[Stored items]

PR #1450, opened 2015-07-15
Minor Translation Related Fixes

amtriathlon:
"Metric Pace" translatable
Format for time columns in Navigator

● **WHAT IS NEEDED**: Print out all the entries above exactly.

● **SOLUTION TO THE PROBLEM**:
PR #1450, opened 2015-07-15
Minor Translation Related Fixes

amtriathlon:
"Metric Pace" translatable
Format for time columns in Navigator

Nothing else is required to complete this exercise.